══ Input ══

PR #584, opened 2026-08-20
RFC-4: re-sync the axes schema description with the RFC text

vboussot:
The `axes` slot description in `rfc/4/orientation.yml` states two rules that the
RFC text does not:

> Furthermore, if the attribute orientation is defined for one axis of type
> space, it MUST be defined for all the axes of type space. In this case, the
> type of each orientation MUST be the same and the value MUST be unique.

Against the current `rfc/4/index.md`:

* `orientation` is OPTIONAL and no completeness requirement is stated, so an
  image may orient only some of its spatial axes. A limb scan, for example, can
  give a proximal/distal direction for one axis and leave the medio-lateral
  axis undefined.
* A single `type` is defined, `"anatomical"`. Requiring the declared types to
  agree with each other accepts metadata that uses a type the RFC does not
  define.
* The constraint on values is the mutual exclusion rule: "A set of NGFF `axes`
  MUST only have one of the set { left-to-right, right-to-left } or
  { anterior-to-posterior, posterior-to-anterior } or the remaining values."

The model structure already matches the RFC, since `orientation` is optional and
nullable. Only the description was out of date, and it propagates into
`orientation.schema.json`, `orientation.py`, `orientation.ts` and `markdown/`,
where implementers read it as normative.

The `orientation` slot description now also carries the equivalence added in
254c1b2: an absent orientation and a `null` orientation mean the same thing, and
writers should omit the field rather than serialize `null`.

Generated with `pixi run gen-all` in `rfc/4`, then the `orphan: true` front
matter was restored on the markdown pages, which `gen-markdown` does not emit.
Running the generators on an unmodified tree produces no other diff. The JSON
Schema changes only in `description` strings, so no document changes validity.

Found while aligning RFC 4 validation in ngff-zarr
(fideus-labs/ngff-zarr#613), where the removed sentences had been implemented
as constraints.

### DIFF
--- a/rfc/4/markdown/Axes.md
+++ b/rfc/4/markdown/Axes.md
@@ -17,6 +17,6 @@ URI: [ngff:Axes](https://w3id.org/ome/ngff/Axes)
 ### Own
 
  * [➞axes](axes__axes.md)  <sub>0..\*</sub>
-     * Description: A list of axes. Although serialized as list, it MUST be dealt with as being a set as in the name of each axis MUST be unique. Furthermore, if the attribute orientation is defined for one axis of type space, it MUST be defined for all the axes of type space. In this case, the type of each orientation MUST be the same and the value MUST be unique.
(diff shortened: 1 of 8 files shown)


thewtex (approved):

lubianat (approved):
if @thewtex is happy with it, I am happy with it

PR #595, opened 2026-08-27
RFC-4: enforce the anatomical orientation vocabulary again

### LINKED ISSUE #585: RFC-4: the anatomical orientation vocabulary is no longer enforced
`orientation.yml` defines `AnatomicalOrientationValues` with its 24 values and
their definitions, but no slot uses it as a range, so none of the generated
artifacts check the vocabulary. The published `orientation.py` takes this
happily, and the JSON Schema and the TypeScript interface do too:

```python
AnatomicalOrientation(type="planetary", value="north-to-south")
```

RFC 4 defines a single `type`, `"anatomical"`, and takes `value` from the
vocabulary in the same document.

## It looks like this went out with 535e661

At its parent 183ab43, `gen-json-schema` produced
`"type": {"const": "anatomical"}` and
`"value": {"$ref": "#/$defs/AnatomicalOrientationValues"}`. 535e661, "Remove
constraints on orientation name, type slots. Make them generally reusable
throughout the specification", removed the `attributes` block:

```diff
   AnatomicalOrientation:
     is_a: Orientation
-    attributes:
-      type:
-        range: string
-        required: true
-        equals_string: "anatomical"
-        ifabsent: string(anatomical)
-      value:
-        range: AnatomicalOrientationValues
-        required: true
```

The aim was the shared `name` and `type` slots, and the range on `value` looks
like it went along for the ride.

## Restoring it without touching the shared slots

`slot_usage` narrows an inherited slot inside one class, which is what the file
already does for `ChannelAxis`, `SpaceAxis` and `TimeAxis`:

```yaml
  AnatomicalOrientation:
    is_a: Orientation
    slot_usage:
      type:
        equals_string: anatomical
      value:
        range: AnatomicalOrientationValues
```

That brings back the `const` and the `$ref` in `orientation.schema.json`, and
gives `type: Literal["anatomical"]` and `value: AnatomicalOrientationValues` in
`orientation.py`. `orientation.ts` stays as it is, since `gen-typescript` emits
`AnatomicalOrientation` as an empty interface extending `Orientation` and does
not apply the subclass `slot_usage`.

It also helps downstream: when 9472330 added `superficial-to-deep` and the five
other layered and polarized tissue values, they could not be picked up by
regenerating, since the generated types carry the descriptions of the
vocabulary but not the vocabulary itself.

For context, the hand-written `schemas/axis_orientation.schema` added for
0.9.dev1 in ome/ngff-spec#190 does constrain both fields, so the normative side
is covered there. This issue is about the model here and the artifacts generated
from it, which implementations bundle and reuse.

Happy to open a PR if that would be useful.

vboussot:
Closes #585.

`AnatomicalOrientationValues` is defined in the model, but nothing uses it as a range, so the generated artifacts let anything through:

```python
AnatomicalOrientation(type="planetary", value="north-to-south")
```

This adds a `slot_usage` block to `AnatomicalOrientation` that narrows the two inherited slots, the same way `ChannelAxis`, `SpaceAxis` and `TimeAxis` already do. The shared `name` and `type` slots are left alone.

After `pixi run gen-all`, the JSON Schema has `"const": "anatomical"` and a `$ref` to the vocabulary again, and `orientation.py` has `type: Literal["anatomical"]` and `value: AnatomicalOrientationValues`. Both reject the example above and accept `left-to-right`. `orientation.ts` does not change, because `gen-typescript` writes `AnatomicalOrientation` as an empty interface extending `Orientation`.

═══

• _Problem to solve_: Look over the entries for "document", then copy every line that includes that string.

• _Final answer_:
Schema changes only in `description` strings, so no document changes validity.
vocabulary in the same document.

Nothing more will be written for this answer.